(What the task requires) Show all lines containing "main" from the data below.
### Raw data
Issue #1221, opened 2021-09-22
Support the ability to change build context


bkendzior:
I'm curious if there's a way to change the build context when running earthly.

i.e. my repository is organized as such:
```
/repo_root
|- ./docker
 |- Earthfile
 |- configurations, scripting, etc
|- ./src
 |- code I want to COPY into my container
```

docker build allows for you to specify a build context of `..` for this particular use-case, curious if Earthly supports anything similar or if the build context is purely an artifact of the placement of the Earthfile

alexcb:
as a work around, the following might work until we have a better solution:

```
run:
    FROM alpine
    COPY --dir +hack/src .
    RUN cat src/code

hack:
    LOCALLY
    SAVE ARTIFACT ../src src
```

vladaionescu:
We might not want to support this as a matter of convention. We want the context of the build to always be the current directory to make it easy for the user to follow the logic.

bjaanes:
Or perhaps make it even more explicit instead with `--context`, `-c` set to the path where you want the context to be run from.
That way it is still possible to run the Earthfile from anywhere with the `earthly ./path/to/earthfile/dir+target` (and not having two ways of specificing where the Earthfile is) and it would have a slightly similar way of doing it to Docker (only the context is not required and is by default the location of the Earthfile).

andrewsykim:
After mulling over this for a few hours, I think we need to give this more thought. Being able to set the local context can be useful for many cases as we already mentioend but it can negatively impact the portability and simplicity of Earthfiles. I moved the issue back to "Under Consideration" as we think about the right way to approach this.

adamgordonbell:
Rather than copy from a parent, it would be useful to have the source control root as a var in Earthfiles. Then in a mono repo setup, you could refer to other source dependencies, but still, you wouldn't harm reproducibility because you are never outside of your source control.
```
/repo_root
|- ./docker
 |- Earthfile
 |- configurations, scripting, etc
|- ./src
 |- code
```

Then you could do something like :  
```
COPY $ROOT/src/code .
```

I hit this issue with building this[ go project](https://github.com/adamgordonbell/cloudservices/tree/main/activity-client) but I suspect having a way to reference paths from the root would be useful in many mono-repo setup where their are dependencies between sibling paths.

brandonSc:
Wonder if both options should be supported. 

`../my-other-dir` is pretty intuitive and I think a lot of users may try that and expect that it might work. 

[...]

PR #1391, opened 2021-11-03
Support COPY-ing parent directories from local sources

andrewsykim:
Fixes https://github.com/earthly/earthly/issues/1221

(this PR is still a WIP but looking for some early feedback)

This PR adds the ability to use the `COPY` command against local sources that are referenced from parent directories of the current build context. 

Some notable things about the changes:
* COPY has validation such that a single COPY command can only operate against a single build context at a time. In other words, Earthly would disallow a COPY command such as `COPY ./test ../test1 ../../test2 ./`. However, you can specify multiple COPY commands in the same Earthfile that operate against different build contexts each.
* COPY-ing parent directories will be an experimental feature initially and will requires the `--copy-parent-dirs` feature flag at the top of the Earthfile
* COPY-ing whole parent directories like `COPY .. .` is disallowed since that could recursively copy files from the main local build context.
* When copying parent directories, we also assume `--use-copy-with-include-patterns` so that only referenced sources are added to the build context dynamically. This is to ensure the build context does not explode in size when referencing parent directories.

EDIT (vladaionescu):
* An additional limitation might be that `COPY`ing `../*` or `../service-*` (where the pattern matches directories too), will also end up recursively copying, resulting in reaching over more than one build context in a single copy operation


tests/copy/with-parents.earth
```diff
@@ -0,0 +1,45 @@
+VERSION --copy-parent-dirs 0.6
```
andrewsykim, line 1: Not sure how we would write a test to validate the files we sent to the build context, but here's some manual validation I did as suggested by @alexcb :

```
./t/copy+copy-with-parents |          alpine:3.13 | --> Load metadata linux/amd64
./t/copy+copy-with-parents |          alpine:3.13 | Completed in 2.008680026s
./t/copy+copy-with-parents |              context | --> local context .
./t/copy+copy-with-parents |              context | Completed in 37.11µs
./t/copy+copy-with-parents |              context | --> local context .
./t/copy+copy-with-parents |              context | Completed in 21.29µs
./t/copy+copy-with-parents |                +base | --> FROM alpine:3.13
./t/copy+copy-with-parents |                +base | [██████████] 100% resolve docker.io/library/alpine:3.13@sha256:2582893dec6f12fd499d3a709477f2c0c0c1dfcd28024c93f1f0626b9e3540c8
./t/copy+copy-with-parents |                +base | Completed in 1.540602ms
./t/copy+copy-with-parents |                +base | Completed in 27.25µs
./t/copy+copy-with-parents |                +base | Completed in 376.805µs
./t/copy+copy-with-parents |              context | [          ]   0% transferring ../..:
./t/copy+copy-with-parents |              context | sent file stat for ../test1
./t/copy+copy-with-parents |              context | sent file stat for ../test1/foo1
./t/copy+copy-with-parents |              context | sent data for ../test1/foo1 (5 B)
./t/copy+copy-with-parents |              context | [██████████] 100% transferring ..:
./t/copy+copy-with-parents |              context | Completed in 1.555302ms
./t/copy+copy-with-parents |              context | sent file stat for ../../opt
./t/copy+copy-with-parents |              context | sent file stat for ../../opt/test2
./t/copy+copy-with-parents |              context | sent file stat for ../../opt/test2/foo2
./t/copy+copy-with-parents |              context | sent data for ../../opt/test2/foo2 (5 B)
./t/copy+copy-with-parents |                +base | [          ]   0% sha256:4e9f2cdf438714c2c4533e28c6c41a89cc6c1b46cf77e54c488db30ca4f5b6f3
./t/copy+copy-with-parents |              context | [██████████] 100% transferring ../..:
./t/copy+copy-with-parents |              context | Completed in 170.921911ms

```

alexcb: > Not sure how we would write a test to validate the files we sent to the build context, but here's some manual validation I did as suggested by @alexcb :

Maybe we can extend https://github.com/earthly/earthly/blob/main/tests/Earthfile#L168-L178 to include copying a file from a parent directory?

andrewsykim: Ah great catch, let me add that

andrewsykim: updated

andrewsykim:
@alexcb @vladaionescu still need to polish up a few things and add more tests but looking for some early feedback on the general direction of this patch,

earthfile2llb/converter.go
```diff
@@ -442,13 +442,59 @@ func (c *Converter) CopyClassical(ctx context.Context, srcs []string, dest strin
 		return err
 	}
 
+	var buildContext string
+	for _, src := range srcs {
+		// local sources that copy entire parent directores like ".." or "../" are not allowed
```
alexcb, line 447: What would happen if a user is working under `/home/user/some/path/Earthfile` and does a `COPY ../../some`, would that still hit this recursion issue?

andrewsykim: I don't think so because we force `--use-copy-include-patterns` when copying from parent dirs -- but let me add a test case for this to be sure

alexcb:
> @alexcb @vladaionescu still need to polish up a few things and add more tests but looking for some early feedback on the general direction of this patch,

It's looking great. Good call moving those copy integration tests into a separate directory -- they are looking nice and thorough.

vladaionescu:
Closing as obsolete.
######
(Answer)
I hit this issue with building this[ go project](https://github.com/adamgordonbell/cloudservices/tree/main/activity-client) but I suspect having a way to reference paths from the root would be useful in many mono-repo setup where their are dependencies between sibling paths.
* COPY-ing whole parent directories like `COPY .. .` is disallowed since that could recursively copy files from the main local build context.
Maybe we can extend https://github.com/earthly/earthly/blob/main/tests/Earthfile#L168-L178 to include copying a file from a parent directory?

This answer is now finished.